YOUR TASK => Please copy, exactly as they appear below, the lines from the one containing "Re the clock" through the one containing "the pll48clk line".
─── RECORDS
PR #126, opened 2020-02-14
Add USB driver

Disasm:


Disasm:
Note that RCC can't setup clocks for USB at the moment, I hope we will see that part in a while. I'm going to add an example as soon as clock part will be ready.

therealprof:
Nice!

Re the clock parts: does that mean you're working on it or are you hoping for someone else to do it?

Disasm:
@therealprof I hope that @TeXitoi will be able to help with clocks, or I will continue working on this on the next week.

Disasm:
The example: https://github.com/Disasm/stm32f4xx-hal/blob/usb-driver-example/examples/usb_serial.rs

TeXitoi:
Yep, I'll try to have a look this week-end

Disasm:
Done!

TeXitoi:
So, I've look at the stm32f401 RM and rcc.rs, and there is something that I don't understand in the actual code.

I can't find any link between https://github.com/stm32-rs/stm32f4xx-hal/blob/master/src/rcc.rs#L91-L92 and the RM. This `sysclk_div` is lightly used after, but I don't understand there lines.

Maybe @aurelj can give inputs, as it seems that he is the one that have the most touched to this code?

Then, I propose the following interface:
 - `CFGR::require_pll48clk()` that ask for a ppl48 clock as precise as possible. If used
   - the PLL48 will be <= 48MHz, and the closest possible. 
   - PLL will be running.
 - `Clocks::pll48clk(&self) -> Option<Hertz>` that returns the frequence of the pll48clk line
 - if the user doesn't ask for pll48clk, it will be set <= 48MHz, and the closest possible after choosing the PLL config for optimal SysClk. It will be activated only if the pll is needed (no direct HSE or HSI for SysClk.

So, any feedback before I dive into implementing this?

Thanks.

TeXitoi:
OK, `sysclk_div` is pllp in usable form.

therealprof:
@TeXitoi Some of the code was ported from other families which have a much simpler clock tree. A lot of the shortcomings have been addressed but it's very likely there's a more need for fixing, especially for the higher up models in that line.

Expect the RM (or the STM32CubeMX clock generator) to be a lot closer to reality than the crate. 😅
──────
SOLUTION FOR THIS TASK =>
Re the clock parts: does that mean you're working on it or are you hoping for someone else to do it?

Disasm:
@therealprof I hope that @TeXitoi will be able to help with clocks, or I will continue working on this on the next week.

Disasm:
The example: https://github.com/Disasm/stm32f4xx-hal/blob/usb-driver-example/examples/usb_serial.rs

TeXitoi:
Yep, I'll try to have a look this week-end

Disasm:
Done!

TeXitoi:
So, I've look at the stm32f401 RM and rcc.rs, and there is something that I don't understand in the actual code.

I can't find any link between https://github.com/stm32-rs/stm32f4xx-hal/blob/master/src/rcc.rs#L91-L92 and the RM. This `sysclk_div` is lightly used after, but I don't understand there lines.

Maybe @aurelj can give inputs, as it seems that he is the one that have the most touched to this code?

Then, I propose the following interface:
 - `CFGR::require_pll48clk()` that ask for a ppl48 clock as precise as possible. If used
   - the PLL48 will be <= 48MHz, and the closest possible. 
   - PLL will be running.
 - `Clocks::pll48clk(&self) -> Option<Hertz>` that returns the frequence of the pll48clk line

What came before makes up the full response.